I feel like writing something.
It’s 3 o’clock in the morning, and I’m usually pretty sound asleep at this hour. But for tonight, I am wide-eyed. I figure it’s as good a time as any to record my thoughts. My mind is weary, but awake. Every thought I have flows slowly out, as if I can feel the electricity pulsing from my brain to my fingertips to my keyboard.
Which is exactly the state to be in, when you want to record some juicy, abstract, mindless musings for later, more sober, scrutiny.
Note: As I write this, I am grinding levels in Final Fantasy III. I’ve found a comfortable spot in the game, wherein I simply need to walk around in circles, fight an easy mob by simply tapping a button a few times, and check over to the screen every now and then to make sure my party’s HP isn’t too low. It’s helping to keep the monkey-mind distracted.
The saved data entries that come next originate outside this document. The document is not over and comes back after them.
PR #198802, opened 2026-05-20
[VPlan] Transfer nuw from CanIV -> WideCanIV

artagnon:
An nuw on a CanonicalIV recipe should transfer to a WideCanonicalIV recipe directly.

### DIFF
--- a/llvm/lib/Transforms/Vectorize/VPlan.h
+++ b/llvm/lib/Transforms/Vectorize/VPlan.h
@@ -1140,7 +1140,8 @@ struct VPRecipeWithIRFlags : public VPSingleDefRecipe, public VPIRFlags {
            R->getVPRecipeID() == VPRecipeBase::VPReductionEVLSC ||
            R->getVPRecipeID() == VPRecipeBase::VPReplicateSC ||
            R->getVPRecipeID() == VPRecipeBase::VPVectorEndPointerSC ||
-           R->getVPRecipeID() == VPRecipeBase::VPVectorPointerSC;
+           R->getVPRecipeID() == VPRecipeBase::VPVectorPointerSC ||
+           R->getVPRecipeID() == VPRecipeBase::VPWidenCanonicalIVSC;
   }
 
   static inline bool classof(const VPUser *U) {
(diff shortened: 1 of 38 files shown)


llvm/lib/Transforms/Vectorize/VPlanRecipes.cpp
```diff
@@ -4425,6 +4425,12 @@ void VPExpandSCEVRecipe::printRecipe(raw_ostream &O, const Twine &Indent,
 }
 #endif
 
+VPWidenCanonicalIVRecipe::VPWidenCanonicalIVRecipe(VPRegionValue *CanonicalIV)
+    : VPRecipeWithIRFlags(
+          VPRecipeBase::VPWidenCanonicalIVSC, {CanonicalIV},
+          VPIRFlags::WrapFlagsTy(
+              CanonicalIV->getDefiningRegion()->hasCanonicalIVNUW(), false)) {}
+
```
madhur13490: You will also want to handle `clone()` method. The `clone()` method, would call the constructor and resurrect the flag from the region but some transforms may have dropped using `dropPosionGeneratingFlags()`. The change here is resurrecting the flag. 

I think `clone()` should call a new constructor which explicitly takes wrap flags and `clone()` should call the new constructor.

madhur13490:
You should also update `classof()` method in `VPRecipeWithIRFlags` as now WidenIV inherits from IRFlags.

llvm/lib/Transforms/Vectorize/VPlan.h
```diff
@@ -3968,16 +3969,18 @@ class VPCurrentIterationPHIRecipe : public VPHeaderPHIRecipe {
 /// A Recipe for widening the canonical induction variable of the vector loop.
 /// First operand is the canonical IV recipe, a second step operand  (VF * Part)
 /// is added during unrolling.
-class VPWidenCanonicalIVRecipe : public VPSingleDefRecipe {
+class VPWidenCanonicalIVRecipe : public VPRecipeWithIRFlags {
```
fhahn, line 3972: would be good to update print() to also include the flags + test

fhahn (approved):
LGTM, thanks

I think tonight, I’ll go back in time a way.
I’m coming up on 25 in a little over a month, and it seems as good a time as any for some decent introspection.
It’s been a fun ride so far, and I hope it continues for quite a while. A lot of exciting things are still yet to happen.
My earlier writings are strange to read these days. A lot of the time, I didn’t even really know what to write about. Most of the posts were topical, or completely unnecessary. Sometimes, they still are.
Though now I’ve found that my writings closer to the present day are infused with something else. Not necessarily something better or worse, but certainly something different.
I feel more connected now. In those days, there was a lot more confusion and loneliness. There was uncertainty. I didn’t know where I was going to end up, and that scared the hell out of me.
Now, I know that there’s something to be celebrated in uncertainty.
I think I find life so awesome and beautiful because it’s so mysterious. It’s something I just couldn’t ever grasp the entirety of. I am truly grateful for each day that I have, because each one is made up of hours, minutes, seconds, and moments that can never be replicated.
There are an infinite number of moments.
These are mine, those are yours.
And all of them are ours.
Enjoy each and every moment. Because you will have a last one. And so will I. By connecting with each other, we multiply our experience. Life is as limitless as you want it to be.
Make friends. Love every other person out there. Love yourself. And do your damnedest to make this universe a better place to be.
When you die, you won’t be gone. You’ll be infinite.
Goodnight.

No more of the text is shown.